At this point, I entered the chat and stared noodling on some ideas. I’ve pulled those ideas together into a proposal for specified repetitions with and without a separator.
The basic idea is to allow <m,n> in addition to ?, *, and +. The new
syntax expresses that at least “m” occurrences are required, but no more than “n”
are allowed. If “n” is omitted, it’s assumed to be the same as “m”. If you want
at least “m” occurrences with no upper bound, use * for “n”: <3,*> is at least
three but as many as you like.
The example martian-a introduced can be simplified to:
code: -" ", [Lu], [Lu], ["0"-"9"]<6>.
And if you wanted 3 to 6 occurrences, you’d write:
code: -" ", [Lu], [Lu], ["0"-"9"]<3,6>.
The repetition counts have to be greater than or equal to zero. I don’t think -3
“a”s makes any sense. I also don’t think there’s any obvious interpretation for
<6,3>, so I propose that the second number must be greater than or equal to
the first. Technically, that leaves <0,0>,"a"<0> matches no “a”s. But so does {"a"}. Invisible XML uses curly braces
for comments and commenting out the string is equally effective at removing it
and less potentially confusing. but that seems really awkward, so I
also propose that the second number must be greater than zero.
Invisible XML has two more repetition forms, ** and ++. They indicate repetition
with a separator: "a"**"," matches zero or more “a”s separated by commas:
“”, “a”, “a,a”, “a,a,a”, etc. And ++ matches one or more such “a”s.
Following the pattern of repeating the character, I propose <<m,n>> for this purpose.
The pattern:
"a"<<3,6>>","
matches between three and six “a”s, separated by commas.
In the proposal, I extended the “hints for implementors” section to show how these new syntactic forms can be simplified to existing forms.

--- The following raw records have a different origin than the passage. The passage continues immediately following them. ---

Issue #2192, opened 2023-03-01
wallet birthday at creation assumes GMT (just UI or backend too?)


chappjc:
It's 6:02pm CST on Feb 28 at the time of this, which is just past midnight GMT:

![image](https://user-images.githubusercontent.com/9373513/222010972-45b91476-b9c5-4730-905c-f6665a66ad64.png)

Seems like the future.  In fact, I'm not sure it's even handled correctly on the backend.

ukane-philemon:
> Seems like the future. In fact, I'm not sure it's even handled correctly on the backend.

The backend uses the default location for time values including wallet birthdays (i.e UTC), are you suggesting we change that to use the local timezone?

chappjc:
Looks to just be UI.  Docs for `toISOString` state "The timezone is always zero UTC offset, as denoted by the suffix Z.".  Fixing so we get the locale date.

chappjc:
This is way stranger than I thought.  Assigning to an input's value (or valueAsNumber or valueAsDate) and trying to get it back is even not so straightforward.
https://stackoverflow.com/questions/53032953/what-is-the-correct-way-to-set-and-get-htmlinputelement-valueasdate-using-local
https://stackoverflow.com/questions/16825363/how-do-you-parse-a-date-from-an-html5-date-input?answertab=scoredesc#tab-top
I might move on from this.

PR #2236, opened 2023-03-21
app: fix wallet birthday is UTC date

chappjc:
Resolves https://github.com/decred/dcrdex/issues/2192

When using a `<input type='date'>` element, it is tricky to get the time zone correct when using the `value`, `valueAsNumber`, and `valueAsDate` fields.  This is because the browser will always display the date as UTC, regardless of how you have set `valueAsDate`.  Also, when getting the date out with `new Date(input.value)`, where the value is `yyyy-mm-dd`, the `Date` parses as in UTC (12am UTC instead of local).

When the user is interacting with the input element, they are thinking in local time.  However, unless we offset the time that we set, it can show an incorrect date.  This change sets the `value` date string manually to the local date. We could also offset the `Date` that we assign to `valueAsDate` so that it will show a local date, or similarly with `valueAsNumber`, but this is harder to follow and we do not benefit from finer precision than simply 12am of the current day.

When reading the selected date back into javascript, we also have to interpret it as a local date string.  We do this by forcing the `Date` constructor to interpret the date as local by appending `"T00:00"` to the date string from `input.value`.  We also must use this trick when reading the `min` and `max` date strings.  We could instead use `valueAsDate` and manually shift in the opposite direction as when we set it, but this seems better.

See https://dev.to/mendyberger/input-and-js-dates-2lhc for a better explanation

### DIFF
--- a/client/asset/btc/btc.go
+++ b/client/asset/btc/btc.go
@@ -550,7 +550,7 @@ type WalletConfig struct {
 }
 
 // AdjustedBirthday converts WalletConfig.Birthday to a time.Time, and adjusts
-// it so that defaultWalletBirthday <= WalletConfig.Bithday <= now.
+// it so that defaultWalletBirthday <= WalletConfig.Birthday <= now.
 func (cfg *WalletConfig) AdjustedBirthday() time.Time {
 	bday := time.Unix(int64(cfg.Birthday), 0)
 	now := time.Now()
--- a/client/webserver/site/src/html/bodybuilder.tmpl
+++ b/client/webserver/site/src/html/bodybuilder.tmpl
@@ -104,7 +104,7 @@
 {{end}}
 
 {{define "bottom"}}
-<script src="/js/entry.js?v=YYNQOy1"></script>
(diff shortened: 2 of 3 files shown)


chappjc:
Seems to be working as expected, but I'm going to try again in a couple hours when it's tomorrow in GMT.

chappjc:
No longer getting a future date when it's tomorrow in GMT but not locally.  Wallet backend gets the right date as well, logged as `2023-03-21 00:00:00 -0500 CDT 1679374800` (beginning of current day).

JoeGruffins (approved):
If you change the btc or dcr wallet from rpc to spv the date is not current. It seems like something random. Is this date intended?

Just created rpc wallet on simnet changing to spv:

image

chappjc:
> If you change the btc or dcr wallet from rpc to spv the date is not current. It seems like something random. Is this date intended?

Yeah, sorta intended.  @martonp would probably be most familiar with the logic, but that may 27, 2022 day is the default  birthday under certain conditions.  Perhaps the workflow you described of switching wallet types evades the logic that detects the "is seeded" check that should use a more recent time.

We’re left with the fact that each of the current occurrence indicators can be
expressed using the new syntax (? is <0,1>, etc.). I think we should just
live with that. Yes, those forms could be forbidden, or the existing occurrence
indicators could be removed, but neither of those seems worthwhile.
If, at this point, you want to say that you don’t like the choice of < and
>, well, okay.
What do you propose instead? I think it’s useful if they’re a
matched pair of delimiters. But parentheses, square brackets, and curly braces
are all unavailable. That uses up the “easy to type on a regular keyboard”
choices, I think. You could, instead, use the same character before and after,
for example /3,6/ and //3,6//. I think that could be made to parse. I don’t
think it’s better.Bikeshed all the things! (Or much worse, TBH.)
Repetition on an insertion is allowed, and a bit odd. But we allow the existing occurrence indicators and those are awful too:
"a", +"X", "a"
matches “aa” and serializes as “aXa”.
"a", +"X"*, "a"
is infinitely ambiguous. It matches “aa” and serializes as “a” followed by
0, 1, 2, 3, … ∞ “X”s, followed by “a”.
The syntactic form +"X"<3,6> isn’t more infinitely ambiguous.